• Directions for this task
Please transcribe, exactly and only, the lines of the records below from the one holding "usually refers to" to the very end.

Dataset entries
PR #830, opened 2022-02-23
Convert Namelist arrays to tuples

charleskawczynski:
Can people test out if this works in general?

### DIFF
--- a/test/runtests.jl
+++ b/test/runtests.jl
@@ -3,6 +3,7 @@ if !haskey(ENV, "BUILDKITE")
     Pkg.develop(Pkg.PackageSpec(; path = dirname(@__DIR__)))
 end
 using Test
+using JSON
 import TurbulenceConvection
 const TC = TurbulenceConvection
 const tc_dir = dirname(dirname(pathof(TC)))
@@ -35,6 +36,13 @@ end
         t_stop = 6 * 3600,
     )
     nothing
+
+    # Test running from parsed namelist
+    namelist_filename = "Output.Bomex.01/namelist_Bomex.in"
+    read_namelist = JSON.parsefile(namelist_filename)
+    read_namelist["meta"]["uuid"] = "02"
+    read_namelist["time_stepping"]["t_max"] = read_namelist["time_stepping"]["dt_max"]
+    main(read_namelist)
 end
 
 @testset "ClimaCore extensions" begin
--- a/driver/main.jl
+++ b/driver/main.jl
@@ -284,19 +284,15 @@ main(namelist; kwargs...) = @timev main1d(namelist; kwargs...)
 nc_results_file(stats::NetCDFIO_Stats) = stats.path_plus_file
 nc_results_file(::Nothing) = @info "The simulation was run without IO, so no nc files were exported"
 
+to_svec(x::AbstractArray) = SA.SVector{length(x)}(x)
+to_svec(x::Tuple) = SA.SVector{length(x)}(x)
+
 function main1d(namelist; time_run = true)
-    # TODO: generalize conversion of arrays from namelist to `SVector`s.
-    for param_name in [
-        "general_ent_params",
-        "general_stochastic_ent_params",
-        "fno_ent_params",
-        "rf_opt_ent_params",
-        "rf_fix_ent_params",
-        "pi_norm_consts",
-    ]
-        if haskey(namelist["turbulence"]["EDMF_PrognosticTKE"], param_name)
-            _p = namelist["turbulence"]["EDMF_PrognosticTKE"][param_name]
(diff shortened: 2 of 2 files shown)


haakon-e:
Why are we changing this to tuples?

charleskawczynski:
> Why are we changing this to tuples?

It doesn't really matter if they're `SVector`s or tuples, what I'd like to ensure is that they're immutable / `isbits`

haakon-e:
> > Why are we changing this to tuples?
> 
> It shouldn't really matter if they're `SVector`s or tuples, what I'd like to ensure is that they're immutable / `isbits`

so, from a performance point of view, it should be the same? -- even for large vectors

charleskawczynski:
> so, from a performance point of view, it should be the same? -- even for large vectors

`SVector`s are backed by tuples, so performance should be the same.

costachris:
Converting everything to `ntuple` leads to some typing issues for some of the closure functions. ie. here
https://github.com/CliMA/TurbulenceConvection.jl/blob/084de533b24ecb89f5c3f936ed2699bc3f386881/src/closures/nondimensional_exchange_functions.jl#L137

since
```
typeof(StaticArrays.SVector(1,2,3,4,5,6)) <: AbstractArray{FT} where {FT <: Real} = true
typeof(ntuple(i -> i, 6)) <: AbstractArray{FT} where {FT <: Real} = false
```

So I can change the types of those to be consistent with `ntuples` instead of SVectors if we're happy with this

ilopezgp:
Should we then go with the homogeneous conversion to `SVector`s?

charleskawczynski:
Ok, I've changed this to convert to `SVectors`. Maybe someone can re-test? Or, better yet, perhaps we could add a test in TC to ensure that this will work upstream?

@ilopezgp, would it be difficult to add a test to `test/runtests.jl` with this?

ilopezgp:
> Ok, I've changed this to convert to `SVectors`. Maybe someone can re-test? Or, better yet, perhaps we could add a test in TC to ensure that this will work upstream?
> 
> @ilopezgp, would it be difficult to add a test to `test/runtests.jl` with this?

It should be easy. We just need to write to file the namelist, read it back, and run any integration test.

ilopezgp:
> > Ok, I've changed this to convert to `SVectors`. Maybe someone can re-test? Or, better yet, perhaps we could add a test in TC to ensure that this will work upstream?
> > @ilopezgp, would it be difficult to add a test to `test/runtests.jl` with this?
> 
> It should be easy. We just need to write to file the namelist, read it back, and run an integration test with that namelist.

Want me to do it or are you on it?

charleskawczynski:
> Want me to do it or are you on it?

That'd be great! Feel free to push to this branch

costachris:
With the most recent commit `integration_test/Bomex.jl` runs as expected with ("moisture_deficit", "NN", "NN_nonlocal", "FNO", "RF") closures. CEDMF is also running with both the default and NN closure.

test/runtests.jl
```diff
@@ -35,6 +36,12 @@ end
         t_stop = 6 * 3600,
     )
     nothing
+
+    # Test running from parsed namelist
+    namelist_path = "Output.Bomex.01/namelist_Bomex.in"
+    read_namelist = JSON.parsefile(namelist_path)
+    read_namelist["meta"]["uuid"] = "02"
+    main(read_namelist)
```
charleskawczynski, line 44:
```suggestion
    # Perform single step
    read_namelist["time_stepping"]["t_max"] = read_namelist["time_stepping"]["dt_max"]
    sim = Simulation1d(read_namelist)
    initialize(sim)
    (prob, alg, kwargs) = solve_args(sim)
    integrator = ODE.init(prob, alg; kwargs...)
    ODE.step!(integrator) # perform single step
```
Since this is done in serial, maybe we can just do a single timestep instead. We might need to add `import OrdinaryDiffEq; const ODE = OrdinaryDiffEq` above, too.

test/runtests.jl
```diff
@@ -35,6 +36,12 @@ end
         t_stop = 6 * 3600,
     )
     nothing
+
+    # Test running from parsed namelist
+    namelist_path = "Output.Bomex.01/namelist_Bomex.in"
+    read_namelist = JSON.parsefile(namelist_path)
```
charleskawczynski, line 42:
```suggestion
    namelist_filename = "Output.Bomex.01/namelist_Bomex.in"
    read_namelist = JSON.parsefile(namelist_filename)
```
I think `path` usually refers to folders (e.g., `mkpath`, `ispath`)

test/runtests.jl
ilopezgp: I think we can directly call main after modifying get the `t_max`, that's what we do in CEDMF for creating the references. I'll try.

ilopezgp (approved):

• Written answer
I think `path` usually refers to folders (e.g., `mkpath`, `ispath`)

test/runtests.jl
ilopezgp: I think we can directly call main after modifying get the `t_max`, that's what we do in CEDMF for creating the references. I'll try.

ilopezgp (approved):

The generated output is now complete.